Alles klar. Musst dann sagen, wenn des Geld brauchst usw. dann überweise ich dir das!


Greez 
Jerry


----------



## Kohlwheelz (17. Januar 2003)

Naja, ich will doch keinen, Will ja nun V-Brakes Fahren und daher...


----------



## ChrisKing (17. Januar 2003)

den booster gibts auch für v brake..


----------



## Kohlwheelz (17. Januar 2003)

Ne, da will ich keinen Booster Fahren, gefält mir nich, muss so gehen


----------



## gonzo_trial (17. Januar 2003)

Gibts da auch Booster für Diskbrake? 

Ronny


----------



## MTB-News.de




----------



## echo freak (19. Januar 2003)

ne sag mal gibs denn nicht carbon booster hier in germany?


----------



## tingeltangeltill (22. März 2003)

@chris:

hast du den Booster für dein Koxx? Da gibt es ja einen speziellen für Koxx! Kannst du nochmal deinen hier reinstellen! wäre nett, habe das Bild nimmer gefunden.
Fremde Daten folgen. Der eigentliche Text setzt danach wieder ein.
PR #22278, opened 2026-07-08
fix(markdown node parser): extract HTML tables on async path

Diwak4r:
## Summary
- `MarkdownElementNodeParser.aget_nodes_from_node` never called `extract_html_tables`, so HTML `<table>` blocks were dropped on the async path (returned as plain text, 0 IndexNodes). The sync `get_nodes_from_node` already extracted them.
- Added the missing `extract_html_tables` call on the async path so it matches sync behavior.

## Test plan
- Added `test_extract_html_table_async` to `tests/node_parser/test_markdown_element.py` (LLM summarization stubbed to isolate extraction).
- Fail-before/pass-after verified locally (10 passed including new test).

🤖 Generated with [Claude Code](https://claude.com/claude-code)

Co-Authored-By: Claude Sonnet 4.6 <noreply@anthropic.com>

PR #22551, opened 2026-08-02
fix(core): respect zero similarity top k

### LINKED ISSUE #22508: [Bug]: fix: similarity_top_k=0 returns all embeddings instead of none

Diwak4r:
## Summary
- honor `similarity_top_k=0` by returning no results
- add regression coverage for SimpleVectorStore queries

## Testing
- `cd llama-index-core && python -m pytest tests/vector_stores/test_simple.py -q` (27 passed)

Fixes #22508

### DIFF
--- a/llama-index-core/llama_index/core/node_parser/relational/markdown_element.py
+++ b/llama-index-core/llama_index/core/node_parser/relational/markdown_element.py
@@ -47,6 +47,7 @@ class MarkdownElementNodeParser(BaseElementNodeParser):
         elements = self.extract_elements(
             node.get_content(), table_filters=[self.filter_table], node_id=node.node_id
         )
+        elements = self.extract_html_tables(elements)
         # extract summaries over table elements
         # Pass all elements so that aextract_table_summaries can access
         # surrounding context (e.g., table titles) for better summarization
--- a/llama-index-core/llama_index/core/indices/query/embedding_utils.py
+++ b/llama-index-core/llama_index/core/indices/query/embedding_utils.py
@@ -31,7 +31,7 @@ def get_top_k_embeddings(
         similarity = similarity_fn(query_embedding_np, emb)  # type: ignore[arg-type]
         if similarity_cutoff is None or similarity > similarity_cutoff:
             heapq.heappush(similarity_heap, (similarity, embedding_ids[i]))
-            if similarity_top_k and len(similarity_heap) > similarity_top_k:
+            if similarity_top_k is not None and len(similarity_heap) > similarity_top_k:
                 heapq.heappop(similarity_heap)
     result_tups = sorted(similarity_heap, key=lambda x: x[0], reverse=True)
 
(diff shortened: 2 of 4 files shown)


AmirF194 (commented):
This branch's diff carries a second, unrelated commit: `fix(markdown node parser): extract HTML tables on async path`, touching `llama-index-core/llama_index/core/node_parser/relational/markdown_element.py` and its tests. That commit is also the entirety of your other open PR, #22278 (same title, open since 07-08, still unreviewed). The body here only describes the `similarity_top_k=0` fix and links #22508, with no mention of #22278, so it reads like #22551 was branched off #22278's local branch before it merged rather than off `main`.

Not claiming anything is broken here, just a scope question: is stacking these two fixes intentional, or should #22551 be rebased onto `main` so it only carries the top_k change? Landing #22551 first would merge the HTML-table fix without it going through its own review on #22278.

llama-index-core/llama_index/core/node_parser/relational/markdown_element.py
```diff
@@ -47,6 +47,7 @@ async def aget_nodes_from_node(self, node: TextNode) -> List[BaseNode]:
         elements = self.extract_elements(
             node.get_content(), table_filters=[self.filter_table], node_id=node.node_id
         )
+        elements = self.extract_html_tables(elements)
```
logan-markewich: why is this change here?

Diwak4r:
Hi team! This fix (respect zero similarity top k) is up to date with main. A maintainer CI trigger and review would be appreciated. Happy to adjust based on feedback. Thanks!

Diwak4r:
@logan-markewich good catch — that `markdown_element.py` edit was accidental carryover from a sibling branch (it belongs to #22278), which is why the diff looked unrelated. I've rebased this PR onto current `main` so it now contains only the `similarity_top_k=0` fix:

- `get_top_k_embeddings` guarded the heap trim with `if similarity_top_k and ...`, so `similarity_top_k=0` (falsy) skipped the trim and returned every candidate instead of none. Changed to `is not None` so `0` is respected while `None` still means "no limit".
- Added a focused `SimpleVectorStore` regression test; the existing `test_query_with_filters_returns_multiple_matches` is left intact.

Single commit, up to date with `main`.

Diwak4r:
Re-requesting review (open since Aug 7). This fix makes top_k=0 respected for zero-similarity retrieval. No CI is configured on this PR. Would a maintainer be able to take another look?

Diwak4r:
Closing this to clear out a backlog I let build up rather than leave it sitting in your queue. It was never picked up and at this age it isn't going to be. If it's still wanted, say so and I'll reopen it against current main.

Was muss ich den bei der Bestellung beachten?
Kann ich einfach den Koxx Booster nehmen, oder brauch ich speziel Maße?

Hätte noch jmd Interesse an nem Booster?


/till


----------



## ChrisKing (22. März 2003)

jo hab den schon lange..  
an wechselgebühren kommen so 10-15 euro auf dich zu. Weiss nich mehr wieviel das bei mir waren..  und Versand - is aber nich so teuer.. du musst ihm alle daten geben wie du den booster willst. lochabstand vertikal/horizontal.. je nachdem was du fürn booster willst, 4fach montage oder 2fach. dann noch Reifenfreiheit etc.. einfach bei deinem koxx booster nachmessen und ihm die daten schicken..

hier is meiner. Is end geil, sausteif und grad ma 15g oder so..


----------



## tingeltangeltill (23. März 2003)

wieviel hast du denn mit allem drum und dran gezahlt?


----------



## ChrisKing (23. März 2003)

48 euro glaub ich incl. Gravur, Überweisungsgebühren


----------



## Jerry (25. März 2003)

BILLIGTEIL!
Ich zeig mal meinen die Woche. Allerdings muss ich sagen, das des bei mir ein bissl flext!


Jerry


----------



## ChrisKing (25. März 2003)

das flext bei dir??? Ich hab an meinem Crescent früher gar keinen booster gefahren und der druckpunkt war bockhart. 
Und mein carbon booster jetz am levelboss is sausteif. Da flext nix


----------



## TrialatAustria (25. März 2003)

Da sag ich nur


----------



## tingeltangeltill (25. März 2003)

da kommt er gut rüber 

@ austria: deiner?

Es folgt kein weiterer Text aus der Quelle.